Issue #141, opened 2022-02-07
Split Fornjot into self-contained crates


hannobraun:
I want Fornjot to one day be the foundation of a thriving ecosystem of related software. To achieve that, it must be composed of self-contained components that can be reused in different contexts.

Right now, Fornjot consists of two components: A host application that loads models, and a library that models use to define geometry. Most of what is relevant lives in the monolithic host application, but I've had modularity in mind from early on. Splitting out the most important components, like the [`kernel`](https://github.com/hannobraun/Fornjot/tree/main/src/kernel) and [`graphics`](https://github.com/hannobraun/Fornjot/tree/main/src/graphics) modules, should be possible with little work, as their interfaces to the rest of the system are pretty clearly defined.

Other components will require some more work to untangle ([`main.rs`](https://github.com/hannobraun/Fornjot/blob/main/src/main.rs) is a bit of a mess right now).

While I see this as absolutely critical long-term, I do not intend to work on it any time soon, unless there is real demand. Having more and smaller crates will introduce friction to the development process, and I'd like to avoid that until there is actual need. If you have such a need, please speak up!

hannobraun:
I started working on this yesterday, but forgot to mention it or to assign myself.

hannobraun:
I had a thought: `fj-debug` should become `fj-interop`, which should also include the mesh (what I intended to extract separately into `fj-mesh`).

The purpose of both `fj-debug` and `fj-mesh` would have been to define a clear interface between the kernel and other components that process its results, but don't need to use the kernel directly (like graphics, export, maybe others). Since that is a single purpose, it makes sense to have a single crate for that. In addition, there might be other such small interop pieces in the futures, and I don't think it would make sense to define more small crates for each of those.

hannobraun:
#105 (and some related issues) have been addressed. I'm back to working on this issue.

hannobraun:
I've done a bunch of work since yesterday, further cleaning up crates that have already been extracted (most of that centered on `fj-interop`.

At this point, I think we're in pretty good shape. There are two more areas of functionality I'd like to extract from `fj-app` before calling this done:
1. `fj-export`: Exporting models to external files (currently only 3MF).
2. `fj-viewer`: Input, camera control, and graphics.

Once those are extracted, I'll could declare victory and call this issue done. I *might* look into splitting up `fj-viewer` further, into separate components for input, camera, and graphics, but I'm not sure that's worth the time investment right now.

hannobraun:
[...]

PR #374, opened 2022-03-17
Extract math code into dedicated crate

hannobraun:
This is progress towards #141. I also took the opportunity to clean up the math code a bit, and improve its documentation.


hannobraun:
I have a fix for the CI failure locally, but GitHub gets an Internal Server Error when I try to push it. Guess I have to wait until that has cleared up.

********************

:: What is being asked ::
Only the lines from the one containing "PR #374, opened 2022-03-17" through the last line of the records are to be set down, exactly as they appear.

:: Response below ::
PR #374, opened 2022-03-17
Extract math code into dedicated crate

hannobraun:
This is progress towards #141. I also took the opportunity to clean up the math code a bit, and improve its documentation.


hannobraun:
I have a fix for the CI failure locally, but GitHub gets an Internal Server Error when I try to push it. Guess I have to wait until that has cleared up.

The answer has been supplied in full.